----- SUPPLIED RECORDS -----

PR #1582, opened 2019-10-03
Beautify success messages

mueller-ma:
"Light set to On" doesn't sound nice. This PR makes success toasts for a
few common states translatable. The success messages are not used for
NFC tags, because they are too long to be saved to the tag.


maniac103:
I think at some point we wanted to do the TOGGLE action in-app by fetching the Item before applying the new state (which then depends on current state). Maybe we should hold off on this beautification until we have made that refactoring? Advantage of that is that we have Item type etc. handily available when we show the toast, thus we can generate the texts at that time.

mueller-ma:
I'm having a fix locally for #1576. After that fix has been merged, I can rebase this PR. Then I can easily pass the label to the toast, not the item name.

-----

> WORK TO COMPLETE: Filter the listing above, keeping only the lines with "success".

> SOLUTION TO THIS PROBLEM:
Beautify success messages
"Light set to On" doesn't sound nice. This PR makes success toasts for a
few common states translatable. The success messages are not used for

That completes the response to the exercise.